Threats to several of the world's great animal migrations necessitate a research agenda focused on identifying drivers of their population dynamics. The monarch butterfly is an iconic species whose continental migratory population in eastern North America has been declining precipitously. Recent analyses have linked the monarch decline to reduced abundance of milkweed host plants in the USA caused by increased use of genetically modified herbicide‐resistant crops. To identify the most sensitive stages in the monarch's annual multi‐generational migration, and to test the milkweed limitation hypothesis, we analyzed 22 years of citizen science records from four monitoring programs across North America. We analyzed the relationships between butterfly population indices at successive stages of the annual migratory cycle to assess demographic connections and to address the roles of migrant population size versus temporal trends that reflect changes in habitat or resource quality.

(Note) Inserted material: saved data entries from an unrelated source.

PR #398, opened 2020-12-02
fix radio element line item calculation

jitendrapurohit:
Overview
Fixes https://www.drupal.org/project/webform_civicrm/issues/3183061

Before
Contribution Amount if displayed as radio, does not display the calculated amount in the line item section.

image

After
The calculated value is displayed correctly. Tested with Membership Fee, contribution amount and 2 line items amount.

image

Technical Details
`form-radios` is the class for the div which holds all the radio button. This change avoids the js call to be made from div and instead triggers the js function for the exact input radio element.

Comments
ping @KarinG

### DIFF
--- a/js/webform_civicrm_payment.js
+++ b/js/webform_civicrm_payment.js
@@ -118,7 +118,7 @@ cj(function($) {
     updateLineItem(lineKey, amount, label);
   }
 
-  $('.civicrm-enabled.contribution-line-item')
+  $('.civicrm-enabled.contribution-line-item:not(".form-radios")')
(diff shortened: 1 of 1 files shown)


KarinG:
@colemanw - can you please have a quick look at this one-line javascript fix?

@jitendrapurohit 👍

colemanw:
LGTM

KarinG:
@jitendrapurohit - could you please have a look if this needs porting to 8.x-5.x?

KarinG:
Adding needs port label to ensure we remember to check if it requires a D8 port.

We find a sharp annual population decline in the first breeding generation in the southern USA, driven by the progressively smaller numbers of spring migrants from the overwintering grounds in Mexico. Monarch populations then build regionally during the summer generations. Contrary to the milkweed limitation hypothesis, we did not find statistically significant temporal trends in stage‐to‐stage population relationships in the mid‐western or northeastern USA. In contrast, there are statistically significant negative temporal trends at the overwintering grounds in Mexico, suggesting that monarch success during the fall migration and re‐establishment strongly contributes to the butterfly decline. Lack of milkweed, the only host plant for monarch butterfly caterpillars, is unlikely to be driving the monarch's population decline. Conservation efforts therefore require additional focus on the later phases in the monarch's annual migratory cycle. We hypothesize that lack of nectar sources, habitat fragmentation, continued degradation at the overwintering sites, or other threats to successful fall migration are critical limiting factors for declining monarchs.